Since prehistoric times, people have used sketches for communication and documentation. In the past decade, researchers have made significant progress in understanding the various applications of sketches, including classification, synthesis, visual abstraction, style transfer, and continuous stroke fitting. One area that has received less attention is the expressive potential of sketches in image retrieval.
Recently, scientists have been training systems to harness the evocative power of sketches for object detection in scenes. This is a groundbreaking development because it allows us to pinpoint specific objects in a scene, such as a particular zebra in a herd.
The researchers have set some goals for their model. They want it to be successful without any prior knowledge of the expected results (zero-shot) and without the need for extra boundary boxes or class labels (fully supervised). This makes their approach novel and unique.
To achieve this, the researchers have switched object detection from a closed-set to an open-vocab configuration. They utilize prototype learning instead of classification heads, with encoded sketch features serving as the support set. The model is then trained using a multi-category cross-entropy loss across all possible categories or instances in a weakly supervised object detection environment.
While object detection operates on an image level, sketch-based image retrieval (SBIR) is trained using pairs of sketches and photos of individual objects. To bridge the gap between object-level and image-level characteristics, the researchers have developed a training paradigm.

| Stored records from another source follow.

PR #3401, opened 2024-10-08
Clean up .gitignore, dropping /translate/.gitignore as unnecessary

eemeli:
Reorganise the rules into sections, and sort alphabetically: prefixes, suffixes, matches anywhere, and matches at root. Adds `.*` to catch all hidden files by default (they can still be added with `--force`). With that, `/translate/.gitignore` becomes unnecessary.

Filing this, as I want to add a `.python-version` file in my local pontoon dir to have pyenv automatically activate the right virtualenv when `cd`'ing into the project.


.gitignore
```diff
@@ -1,34 +1,27 @@
...
+*~
+
+build.py
+build/
 coverage/
-*.log
+dist/
+node_modules/
+tmp/
+venv/
```
flodolo, line 18: We lose `.venv` with this?

eemeli: No, that's covered by `.*`.

.gitignore
```diff
@@ -1,34 +1,27 @@
...
 
-# Docker
-.server-build
-docker/config/server.env
-docker/config/server.env-e
+/docker/config/server.env
+/docker/config/server.env-e
```
mathjazz, line 21: Is that still a thing?

mathjazz (approved):

.gitignore
eemeli: Good point, I'll drop the rule. Note that you'll need to manually remove the file if you still have it; the one in my local clone was last touched in February 2022.
```suggestion
```

PR #3402, opened 2024-10-09
Add traffic throttling middleware

mathjazz:
A simple IP throttling middleware.

A maximum of 100 requests from the same IP is allowed within 1 minute. Subsequent requests are blocked for 10 minutes.


pontoon/settings/base.py
```diff
@@ -301,11 +301,16 @@ def _default_from_email():
...
+THROTTLE_MAX_COUNT = 100  # A maximum of 100 requests
+THROTTLE_PERIOD = 60  # allowed in 1 minute.
+THROTTLE_BLOCK_DURATION = 600  # Subsequent requests are blocked for 10 minutes.
+
 MIDDLEWARE = (
     "django.middleware.security.SecurityMiddleware",
     "whitenoise.middleware.WhiteNoiseMiddleware",
     "django.middleware.gzip.GZipMiddleware",
     "pontoon.base.middleware.RaygunExceptionMiddleware",
+    "pontoon.base.middleware.ThrottleIpMiddleware",
```
flodolo, line 313: Should we have a setting, e.g. THROTTLE_ENABLED, and include this conditionally?

flodolo:
Thoughts? As pointed out on Slack, I don't think we're currently using the `test` settings anywhere.

```python
diff --git a/pontoon/base/tests/test_middleware.py b/pontoon/base/tests/test_middleware.py
index 1579c97f..ae8de0ef 100644
--- a/pontoon/base/tests/test_middleware.py
+++ b/pontoon/base/tests/test_middleware.py
@@ -34,6 +34,7 @@ def test_EmailConsentMiddleware(client, member, settings):
 
 
+@override_settings(THROTTLE_ENABLED=True)
 class ThrottleIpMiddlewareTest(TestCase):
     def setUp(self):
         self.client = Client()
diff --git a/pontoon/settings/base.py b/pontoon/settings/base.py
index eae4da67..7f71a36b 100644
--- a/pontoon/settings/base.py
+++ b/pontoon/settings/base.py
@@ -301,8 +301,9 @@ for ip in blocked_ip_settings:
             log.error(f"Invalid IP or IP range defined in BLOCKED_IPS: {ip}")
 
+THROTTLE_ENABLED = True
 THROTTLE_MAX_COUNT = 100  # A maximum of 100 requests
-THROTTLE_PERIOD = 60  # allowed in 1 minute.
+THROTTLE_PERIOD = 60  # allowed within 1 minute.
 THROTTLE_BLOCK_DURATION = 600  # Subsequent requests are blocked for 10 minutes.
 
 MIDDLEWARE = (
@@ -310,7 +311,6 @@ MIDDLEWARE = (
     "whitenoise.middleware.WhiteNoiseMiddleware",
     "django.middleware.gzip.GZipMiddleware",
     "pontoon.base.middleware.RaygunExceptionMiddleware",
-    "pontoon.base.middleware.ThrottleIpMiddleware",
     "pontoon.base.middleware.BlockedIpMiddleware",
     "corsheaders.middleware.CorsMiddleware",
     "django.middleware.common.CommonMiddleware",
@@ -323,6 +323,9 @@ MIDDLEWARE = (
     "pontoon.base.middleware.EmailConsentMiddleware",
 )
 
+if THROTTLE_ENABLED:
+    MIDDLEWARE += ("pontoon.base.middleware.ThrottleIpMiddleware",)
+
 CONTEXT_PROCESSORS = (
     "django.contrib.auth.context_processors.auth",
     "django.template.context_processors.debug",
diff --git a/pontoon/settings/dev.py b/pontoon/settings/dev.py
index 338157ad..28eddf6c 100644
--- a/pontoon/settings/dev.py
+++ b/pontoon/settings/dev.py
@@ -1,4 +1,4 @@
-"""A various settings that enable additional packages that are helpful in day to day development."""
+"""Various settings that enable additional packages that are helpful in day to day development."""
 
 import copy
 import re
diff --git a/pontoon/settings/test.py b/pontoon/settings/test.py
index 59385675..1a219dd1 100644
--- a/pontoon/settings/test.py
+++ b/pontoon/settings/test.py
@@ -1,4 +1,12 @@
+# ruff: noqa: F403, F405
 """Django settings for the test suite."""
 
-PIPELINE_ENABLED = False
-CELERY_ALWAYS_EAGER = True
+from .base import *
+
+
+# In tests, remove throttling middleware.
+MIDDLEWARE = tuple(
+    middleware
+    for middleware in MIDDLEWARE
+    if middleware != "pontoon.base.middleware.ThrottleIpMiddleware"
+)
diff --git a/pytest.ini b/pytest.ini
index 13fe229f..1e7f07dc 100644
--- a/pytest.ini
+++ b/pytest.ini
@@ -1,5 +1,4 @@
 [pytest]
 addopts = --doctest-glob='*.tst' --reuse-db
 norecursedirs = .git _build tmp* requirements commands/* node_modules/*
-DJANGO_SETTINGS_MODULE = pontoon.settings
-
+DJANGO_SETTINGS_MODULE = pontoon.settings.test
```

flodolo:
Code seems to work well locally, I can't figure out why the tests are failing (it almost looks like the cache stays empty).

pontoon/base/tests/test_middleware.py
```diff
@@ -29,3 +32,69 @@ def test_EmailConsentMiddleware(client, member, settings):
...
+        # 6th request should be throttled
+        response = self.client.get(url, REMOTE_ADDR="192.168.0.2")
+        self.assertEqual(response.status_code, 429)
+
+        # Wait for block duration to pass
+        time.sleep(3)
+
+        # Make another request after block duration
+        response = self.client.get(url, REMOTE_ADDR="192.168.0.2")
+        self.assertEqual(response.status_code, 200)
```
flodolo, line 81: This fails because `blocked_ip_192.168.0.2` was cleared out, but `throttle_ip_192.168.0.2` is still there (`THROTTLE_PERIOD` is the default setting, so 60s).

flodolo:
Alternative approach, with throttling disabled by default and a few tweaks to the test (this passes locally).

```diff
diff --git a/pontoon/base/middleware.py b/pontoon/base/middleware.py
index e79dc937..7f541252 100644
--- a/pontoon/base/middleware.py
+++ b/pontoon/base/middleware.py
@@ -95,43 +95,44 @@ class ThrottleIpMiddleware:
         self.block_duration = settings.THROTTLE_BLOCK_DURATION
 
     def __call__(self, request):
-        # Get the client's IP address
-        try:
-            ip = request.META["HTTP_X_FORWARDED_FOR"]
-            # If comma-separated list of IPs, take just the last one
-            # http://stackoverflow.com/a/18517550
-            ip = ip.split(",")[-1]
-        except KeyError:
-            ip = request.META["REMOTE_ADDR"]
-
-        ip = ip.strip()
-
-        # Generate cache keys
-        throttle_key = f"throttle_ip_{ip}"
-        blocked_key = f"blocked_ip_{ip}"
-
-        # Check if IP is currently blocked
-        if cache.get(blocked_key):
-            return JsonResponse({"detail": "Too Many Requests"}, status=429)
-
-        # Fetch current request count and timestamp
-        request_data = cache.get(throttle_key)
-        now = time.time()
-
-        if request_data:
-            request_count, first_request_time = request_data
-            if request_count >= self.max_count:
-                # Block further requests for block_duration seconds
-                cache.set(blocked_key, True, self.block_duration)
+        if settings.THROTTLE_ENABLED:
+            # Get the client's IP address
+            try:
+                ip = request.META["HTTP_X_FORWARDED_FOR"]
+                # If comma-separated list of IPs, take just the last one
+                # http://stackoverflow.com/a/18517550
+                ip = ip.split(",")[-1]
+            except KeyError:
+                ip = request.META["REMOTE_ADDR"]
+
+            ip = ip.strip()
+
+            # Generate cache keys
+            throttled_key = f"throttled_ip_{ip}"
+            blocked_key = f"blocked_ip_{ip}"
+
+            # Check if IP is currently blocked
+            if cache.get(blocked_key):
                 return JsonResponse({"detail": "Too Many Requests"}, status=429)
+
+            # Fetch current request count and timestamp
+            request_data = cache.get(throttled_key)
+            now = time.time()
+
+            if request_data:
+                request_count, first_request_time = request_data
+                if request_count >= self.max_count:
+                    # Block further requests for block_duration seconds
+                    cache.set(blocked_key, True, self.block_duration)
+                    return JsonResponse({"detail": "Too Many Requests"}, status=429)
+                else:
+                    # Increment the request count and update cache
+                    cache.set(
+                        throttled_key, (request_count + 1, first_request_time), self.period
+                    )
             else:
-                # Increment the request count and update cache
-                cache.set(
-                    throttle_key, (request_count + 1, first_request_time), self.period
-                )
-        else:
-            # Reset the count and timestamp if first request in the period
-            cache.set(throttle_key, (1, now), self.period)
+                # Reset the count and timestamp if first request in the period
+                cache.set(throttled_key, (1, now), self.period)
 
         response = self.get_response(request)
         return response
diff --git a/pontoon/base/tests/test_middleware.py b/pontoon/base/tests/test_middleware.py
index 1579c97f..3d1a92d5 100644
--- a/pontoon/base/tests/test_middleware.py
+++ b/pontoon/base/tests/test_middleware.py
@@ -2,6 +2,7 @@ import time
 
 import pytest
 
+from django.core.cache import cache
 from django.test import Client, TestCase, override_settings
 from django.urls import reverse
 from django.utils import timezone
@@ -34,67 +35,71 @@ def test_EmailConsentMiddleware(client, member, settings):
     assert response.status_code == 200
 
 
+@override_settings(THROTTLE_ENABLED=True)
 class ThrottleIpMiddlewareTest(TestCase):
     def setUp(self):
         self.client = Client()
+        self.url = "/"
+
+    def tearDown(self):
+        cache.clear()
+        return super().tearDown()
 
     @override_settings(THROTTLE_MAX_COUNT=5)
     @override_settings(THROTTLE_BLOCK_DURATION=60)
     def test_throttle_limit_reached(self):
         """Test that requests are throttled after the limit is reached."""
-        url = "/"
 
         # Make 5 requests within the limit
         for _ in range(5):
-            response = self.client.get(url, REMOTE_ADDR="192.168.0.1")
+            response = self.client.get(self.url, REMOTE_ADDR="192.168.0.1")
             self.assertEqual(response.status_code, 200)
 
         # 6th request should be throttled
-        response = self.client.get(url, REMOTE_ADDR="192.168.0.1")
+        response = self.client.get(self.url, REMOTE_ADDR="192.168.0.1")
         self.assertEqual(response.status_code, 429)
         self.assertEqual(response.json(), {"detail": "Too Many Requests"})
 
         # Check that the IP remains blocked for the block duration
-        response = self.client.get(url, REMOTE_ADDR="192.168.0.1")
+        response = self.client.get(self.url, REMOTE_ADDR="192.168.0.1")
         self.assertEqual(response.status_code, 429)
 
     @override_settings(THROTTLE_MAX_COUNT=5)
+    @override_settings(THROTTLE_PERIOD=2)
     @override_settings(THROTTLE_BLOCK_DURATION=2)
     def test_throttle_reset_after_block_duration(self):
         """Test that requests are allowed after the block duration expires."""
-        url = "/"
 
         # Make 5 requests within the limit
         for _ in range(5):
-            response = self.client.get(url, REMOTE_ADDR="192.168.0.2")
+            response = self.client.get(self.url, REMOTE_ADDR="192.168.0.2")
             self.assertEqual(response.status_code, 200)
 
         # 6th request should be throttled
-        response = self.client.get(url, REMOTE_ADDR="192.168.0.2")
+        response = self.client.get(self.url, REMOTE_ADDR="192.168.0.2")
         self.assertEqual(response.status_code, 429)
 
         # Wait for block duration to pass
         time.sleep(3)
 
         # Make another request after block duration
-        response = self.client.get(url, REMOTE_ADDR="192.168.0.2")
+        response = self.client.get(self.url, REMOTE_ADDR="192.168.0.2")
         self.assertEqual(response.status_code, 200)
 
     @override_settings(THROTTLE_MAX_COUNT=5)
     @override_settings(THROTTLE_BLOCK_DURATION=60)
     def test_throttle_with_different_ips(self):
         """Test that throttling is applied separately for different IPs."""
-        url = "/"
 
         # Make 5 requests from IP1
         for _ in range(5):
-            response = self.client.get(url, REMOTE_ADDR="192.168.0.3")
+            response = self.client.get(self.url, REMOTE_ADDR="192.168.0.3")
             self.assertEqual(response.status_code, 200)
 
         # 6th request from IP1 should be throttled
-        response = self.client.get(url, REMOTE_ADDR="192.168.0.3")
+        response = self.client.get(self.url, REMOTE_ADDR="192.168.0.3")
         self.assertEqual(response.status_code, 429)
 
         # Requests from IP2 should not be throttled
-        response = self.client.get(url, REMOTE_ADDR="192.168.0.4")
+        response = self.client.get(self.url, REMOTE_ADDR="192.168.0.4")
         self.assertEqual(response.status_code, 200)
diff --git a/pontoon/settings/base.py b/pontoon/settings/base.py
index eae4da67..141c0b0e 100644
--- a/pontoon/settings/base.py
+++ b/pontoon/settings/base.py
@@ -301,8 +301,9 @@ for ip in blocked_ip_settings:
             log = logging.getLogger(__name__)
             log.error(f"Invalid IP or IP range defined in BLOCKED_IPS: {ip}")
 
+THROTTLE_ENABLED = False
 THROTTLE_MAX_COUNT = 100  # A maximum of 100 requests
-THROTTLE_PERIOD = 60  # allowed in 1 minute.
+THROTTLE_PERIOD = 60  # allowed within 1 minute.
 THROTTLE_BLOCK_DURATION = 600  # Subsequent requests are blocked for 10 minutes.
 
 MIDDLEWARE = (
```

pontoon/settings/base.py
```diff
@@ -301,11 +301,16 @@ def _default_from_email():
             log = logging.getLogger(__name__)
             log.error(f"Invalid IP or IP range defined in BLOCKED_IPS: {ip}")
 
+THROTTLE_MAX_COUNT = 100  # A maximum of 100 requests
+THROTTLE_PERIOD = 60  # allowed in 1 minute.
```
flodolo, line 305: Looking at today's attach, this might have been too optimistic. 

With multiple IPs creating less than 50 requests in 3–4 minutes Pontoon goes down. Maybe 50 requests over 60s is a more sane value.

mathjazz: 50/m is easy to hit for legitimate users.

I also see up to 1000 RPS during the latest incident.

I'd start with a conservative number and then tune it.

docker-compose.yml
```diff
@@ -22,7 +22,7 @@ services:
 
   # Database
   postgresql:
-    image: postgres:15
+    image: postgres:13.4
```
flodolo, line 25: I feel like I've seen this before ;-)

pontoon/base/middleware.py
```diff
@@ -83,3 +77,54 @@ def __call__(self, request):
...
+
+        # Fetch current request count and timestamp
+        request_data = cache.get(throttle_key)
+        now = time.time()
+
+        if request_data:
+            request_count, first_request_time = request_data
+            if request_count >= self.max_count:
+                # Block further requests for block_duration seconds
+                cache.set(blocked_key, True, self.block_duration)
```
flodolo, line 116: Do you think it would be worth to log this action, to get a sense of how often we block IPs?

docker-compose.yml
mathjazz: 🤦

flodolo:
This looks good to me, but it hsould be documented (`deployment.rst`, `maintenance.rst`)

mathjazz:
The patch is deployed to stage and throttling is enabled. Try searching for "Too Many Requests" and "Blocked IP" in the log.

I've managed to get one of my devices blocked. And unblocked 10 minutes later.

I think we should show a simple static page (like https://pontoon.mozilla.org/404/) instead of JSON to blocked users.

Other than that I think this is indeed good to go as designed. I'll document the variables.

flodolo:
Tested on stage and managed to get myself blocked. I think you're right in being conservative, didn't realize how many requests we send on a translate page.

pontoon/base/middleware.py
```diff
@@ -83,3 +79,55 @@ def __call__(self, request):
...
+            self.observation_period = self.block_duration
+
+    def __call__(self, request):
+        if settings.THROTTLE_ENABLED is False:
+            return self.get_response(request)
+
+        ip = get_ip(request)
+
+        # Generate cache keys
+        throttle_key = f"throttle_ip_{ip}"
```
flodolo, line 103: nitpick: I would go with `throttled_key` for consistency on these (throttled/blocked).

flodolo (approved):

eemeli (commented):
We should include a [Retry-After](https://developer.mozilla.org/en-US/docs/Web/HTTP/Headers/Retry-After) header in the 429 response.

I'm also a bit concerned about 300 requests/minute being way too easy to hit with valid usage patterns. For example, in the translate view selecting a new string triggers 6 requests, and so navigating in the string list with option+up/down arrow hits that limit really fast.

mathjazz:
> We should include a [Retry-After](https://developer.mozilla.org/en-US/docs/Web/HTTP/Headers/Retry-After) header in the 429 response.

Done.

eemeli (approved):
Approving with the understanding that when this gets deployed we'll inform users about it, and provide ways (both manual and automated) to ensure that false positives are caught.

PR #3404, opened 2024-10-09
Reduce the number of DB queries when retrieving translation history

mathjazz:
Noticed this while reviewing #3400.


harmitgoswami (changes requested):
Everything looks good, although I think adding line 427 in this PR is causing some error?

Removing line 427 seems to fix the issue

image

mathjazz:
> Everything looks good, although I think adding line 427 in this PR is causing some error?

Oops, great catch!

harmitgoswami (approved):

PR #3405, opened 2024-10-10
Remove pontoon/settings/test.py

mathjazz:


flodolo:
Looks like it's indeed unused. Question is if we actually want to start using it.
https://github.com/mozilla/pontoon/pull/3402#issuecomment-2404281922

flodolo (approved):

PR #3669, opened 2025-06-11
Add Project.date_modified, use it for force-syncing after changes

### LINKED ISSUE #3653: New locale never syncs for webextension project
Added a new locale to Mozilla VPN Extension, locale is stuck on never synced. Had to run a forced sync.

I thought that was fixed in #3523, given it's not a bilingual format?

eemeli:
Fixes #3653

Hardest part here was putting together a minimal test case which fails without the change made to `pontoon/sync/tasks.py`.

This uses the method I originally suggested in https://github.com/mozilla/pontoon/issues/3523#issuecomment-2596860114.

### DIFF
--- a/pontoon/base/models/project.py
+++ b/pontoon/base/models/project.py
@@ -7,7 +7,6 @@ from django.db import models
 from django.db.models import Sum
 from django.db.models.manager import BaseManager
 from django.utils import timezone
-from django.utils.functional import cached_property
 
 from pontoon.base.aggregated_stats import AggregatedStats
 from pontoon.base.models.locale import Locale
@@ -232,17 +231,6 @@ class Project(models.Model, AggregatedStats):
 
     def __str__(self):
         return self.name
-
-    @cached_property
-    def unsynced_locales(self):
-        """
-        Project Locales that haven't been synchronized yet.
-        """
-        return self.locales.exclude(
-            pk__in=Locale.objects.filter(
-                translatedresources__resource__project=self
-            ).values_list("pk", flat=True)
-        )
 
     def serialize(self):
         return {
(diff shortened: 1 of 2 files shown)


eemeli:
@mathjazz I'm not certain, but should we revert the changes made in #3615 once this lands?

pontoon/base/signals.py
```diff
@@ -103,6 +104,48 @@ def create_project_locale_permissions_groups(sender, **kwargs):
...
+    try:
+        prev = sender.objects.get(pk=instance.pk)
+    except sender.DoesNotExist:
+        return
+    for attr in [
+        "configuration_file",
+        "data_source",
+        "disabled",
+        "sync_disabled",
+        "system_project",
```
mathjazz: Not that we change it often (or at all), but I'm curious why is this field on the list?

pontoon/sync/tasks.py
```diff
@@ -27,6 +27,17 @@ def sync_project_task(
         log.error(f"[id={project_pk}] Sync aborted: Project not found.")
         raise
 
+    if not force:
+        try:
+            prev_sync = Sync.objects.filter(project=project).latest("start_time")
+            if project.date_modified > prev_sync.start_time:
```
mathjazz, line 33: So from now on, when a locale is added or enabled for pretranslation in any project, we force sync the project.

That calls for a followup issue to be filed to optimize that.

pontoon/base/signals.py
eemeli: Because I misremembered that it had some impact on sync.
```suggestion
```

pontoon/sync/tasks.py
eemeli: Yes. I'm presuming that that's rare enough that the cost of doing so is marginal.

mathjazz (approved):
Works great!

PR #3673, opened 2025-06-16
Generate target files for XLIFF if they are missing

### LINKED ISSUE #3573: XLIFF project: force-sync doesn't add new locale
Added a new locale on Firefox for iOS (`tg`), even a forced sync didn't add the locale (it's stuck on "Not synced yet").

I had to manually add the file to the repository in order to pick it up.

eemeli:
Fixes #3573

As discussed in the issue, the gettext logic of requiring that each target file is created separately from Pontoon should not be applied to XLIFF files.

I was not able to find any mention of the current behaviour in any of our documentation.

### DIFF
--- a/pontoon/sync/core/entities.py
+++ b/pontoon/sync/core/entities.py
@@ -19,8 +19,6 @@ from pontoon.sync.formats.common import ParseError, VCSTranslation
 
 log = logging.getLogger(__name__)
 
-BILINGUAL_FORMATS = {"po", "xliff"}
-
 
 def sync_entities_from_repo(
     project: Project,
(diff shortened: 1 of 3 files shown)


mathjazz:
Adding a locale still requires a force sync, which isn't great and in line with other file formats. As of https://github.com/mozilla/pontoon/issues/3523, it shouldn't be required.

mathjazz:
Maybe that problem goes away when https://github.com/mozilla/pontoon/pull/3669 lands?

mathjazz:
> Maybe that problem goes away when #3669 lands?

Confirming it does.

mathjazz (approved):

PR #3686, opened 2025-06-28
Make Django Debug Toolbar easier to turn on/off

mathjazz:
Testing performance of https://github.com/mozilla/pontoon/pull/3666 is easier with Django Debug Toolbar than `debug_sql()`. Since Django Debug Toolbar is installed and made available in the local development environment, we should make it easy to turn it on or off.

### DIFF
--- a/docs/admin/deployment.rst
+++ b/docs/admin/deployment.rst
@@ -120,6 +120,9 @@ you create:
    Controls ``DEBUG`` mode for the site. Should be set to `False` in
    production.
 
+``DJANGO_DEBUG_TOOLBAR``
+   Enables Django Debug Toolbar (default: ``False``) if ``DJANGO_DEV`` set to `True`.
+
 ``DJANGO_DEV``
    Signifies whether this is a development server or not. Should be `False` in
    production.
--- a/pontoon/settings/base.py
+++ b/pontoon/settings/base.py
@@ -34,6 +34,8 @@ DEV = os.environ.get("DJANGO_DEV", "False") != "False"
 
 DEBUG = os.environ.get("DJANGO_DEBUG", "False") != "False"
 
+DJANGO_DEBUG_TOOLBAR = os.environ.get("DJANGO_DEBUG_TOOLBAR", "False") != "False"
+
 HEROKU_DEMO = os.environ.get("HEROKU_DEMO", "False") != "False"
 
 LOGOUT_REDIRECT_URL = "/"
--- a/pontoon/settings/dev.py
+++ b/pontoon/settings/dev.py
@@ -42,3 +42,8 @@ TEMPLATES[0]["OPTIONS"]["match_regex"] = re.compile(
 )
 
 GRAPHENE = {"MIDDLEWARE": ["graphene_django.debug.DjangoDebugMiddleware"]}
+
+if base.DJANGO_DEBUG_TOOLBAR:
+    DEBUG_TOOLBAR_CONFIG = {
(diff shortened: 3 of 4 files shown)


docs/admin/deployment.rst
```diff
@@ -120,6 +120,9 @@ you create:
    Controls ``DEBUG`` mode for the site. Should be set to `False` in
    production.
 
+``DJANGO_DEBUG_TOOLBAR``
+   Enables Django Debug Toolbar (default: ``False``) if ``DJANGO_DEV`` set to `True`.
```
mathjazz:
```suggestion
   Enables Django Debug Toolbar (default: ``False``). ``DJANGO_DEV`` must be set to `True`.
```

functionzz:
So I accidentally committed my recommended changes in order to get this working, but I changed the `DJANGO_DEBUG_TOOLBAR` reference in base.py to `DJANGO_DEV`, as there is no `DJANGO_DEBUG_TOOLBAR` set in the env list.

pontoon/settings/base.py
```diff
@@ -34,6 +34,8 @@ def path(*args):
 
 DEBUG = os.environ.get("DJANGO_DEBUG", "False") != "False"
 
+DJANGO_DEBUG_TOOLBAR = os.environ.get("DJANGO_DEBUG_TOOLBAR", "False") != "False"
```
functionzz, line 37:
```suggestion
DJANGO_DEBUG_TOOLBAR = os.environ.get("DJANGO_DEV", "False") != "False"
```

functionzz: Pretty sure this needs to change to `DJANGO_DEV`, because you wanna check if `DJANGO_DEV` is False/True in order to set DJANGO_DEBUG_TOOLBAR.

functionzz (commented):
Another important thing: having the Debug Toolbar ON breaks tests. So I think that's why the Github actions were showing red when I tested it earlier

pontoon/settings/base.py
flodolo: This might be relevant?
https://django-debug-toolbar.readthedocs.io/en/latest/installation.html#disable-the-toolbar-when-running-tests-optional

mathjazz: > Pretty sure this needs to change to `DJANGO_DEV`, because you wanna check if `DJANGO_DEV` is False/True in order to set DJANGO_DEBUG_TOOLBAR.

These two settings should be separate. For example, we must keep the specifics of the DEV environment (e.g. no HTTPS redirects) available also when Django debug toolbar isn't enabled.

mathjazz:
> Another important thing: having the Debug Toolbar ON breaks tests. So I think that's why the Github actions were showing red when I tested it earlier.

Thanks, just fixed that.

Just a quick note for next time: while the PR is still under review, it’s best not to push commits directly to it unless we’ve agreed on that approach. It helps keep the review process clear and avoids unexpected changes while feedback is still being incorporated.

functionzz:
💯  I originally intended to do a code suggestion(as above), but I only recently figured out how to do that :..)

pontoon/settings/base.py
functionzz: So in a typical workflow, would a developer need to manually set the env variable `DJANGO_DEBUG_TOOLBAR=True` inside the docker/config/env file?

mathjazz: Yes. The toolbar will be disabled by default.

functionzz (approved):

The researchers have made several contributions with their work. They have cultivated the expressiveness of human sketching for object detection and built an object detector that can understand the intended message of a sketch. The detector is capable of traditional category-level detection as well as instance- and part-level detection. They have also developed a novel prompt learning configuration that combines CLIP and SBIR to create a sketch-aware detector that operates in a zero-shot fashion without bounding box annotations or class labels.
The findings of their study have outperformed supervised and weakly supervised object detectors in zero-shot setups, as demonstrated on widely-used object detection datasets.
In conclusion, the researchers have successfully incorporated the expressive nature of sketches into object detection. Their framework allows for more accurate and nuanced detection of objects in a scene. The combination of CLIP and SBIR has proven to be a powerful and effective approach.